There are enough theories about the Broken Maiden to busy a university of scholars for semesters on end, so we will begin with what is known.
Once, the Maiden dwelt in the heavens. At times, during the month, she looked down upon the world with one eye. Other times, all you could see was her white smile curving through the sky. She blessed magicians with her wisdom, and was known to be the patron goddess of jesters.
And then she fell, not more than forty miles from Vain’s Rest.
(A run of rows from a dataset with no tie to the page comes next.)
PR #44, opened 2019-07-18
Retry pypi password encryption

mvanlonden:
Travis deployment fails with a 403 from PyPI during the deployment step.

Steps taken:
```sh
brew install travis
cd ~/graphql-core-next
travis encrypt <password> --add deploy.password
```

### DIFF
--- a/.travis.yml
+++ b/.travis.yml
@@ -1,38 +1,32 @@
 language: python
-
 matrix:
   include:
-    - env: TOXENV=black,flake8,mypy,docs
-      python: 3.7
-      dist: xenial
-      sudo: true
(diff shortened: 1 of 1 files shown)


Cito:
Unfortunately, this still didn't work. Someone [on SO](https://stackoverflow.com/questions/54610805/pypi-deployment-from-travis-ci-invalid-or-non-existent-authentication) advised to add the `--com` option when running travis encrypt. This could actually be the problem, since graphql-core-next was orignially on travis.org and then migrated to travis.com when travis.org became deprecated. So can you make another attemtpt with the `--com` option? If that doesn't help, I'll contact Travis support.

Among the things that are not known is the cause of her fall; we will return to this. The effects of her fall are clearer. There is a crater some miles across, and in the center, her marble body lies, surrounded by earth turned to glass. Her clothing has not decayed since she fell. Nor has her flesh.
The Broken Maiden is the most powerful source of magic known to man. By the term Broken Maiden we mean both the body and the crater that surrounds it. Some theorists would have it that she fell to save us: some mad genius created a magical source so powerful that the Maiden elected to give her own life in order to stifle it to the point where humanity could remain intact. Some theorists, who believe that she fell for some other reason, simply attribute the magical energies that surround the Broken Maiden to the Maiden’s own nature.
Those energies are dangerous. Animals enter the crater from time to time, and are inevitably transmuted. Coming close to the crater is not immediately deadly, but it is a surefire method of changing one’s life. No human lives less than twenty miles from the Broken Maiden. There are edifices much closer, both above and below ground, and many find it worth the trouble to visit them, but few spend more than a week at a time in such pursuits.
Not all of those structures, by the by, were known before the Maiden fell. Some of them seem to have grown from the sands of the desert without the need for human hands.
Vain’s Rest is conveniently located just far enough from the Broken Maiden to be reasonably safe for its inhabitants.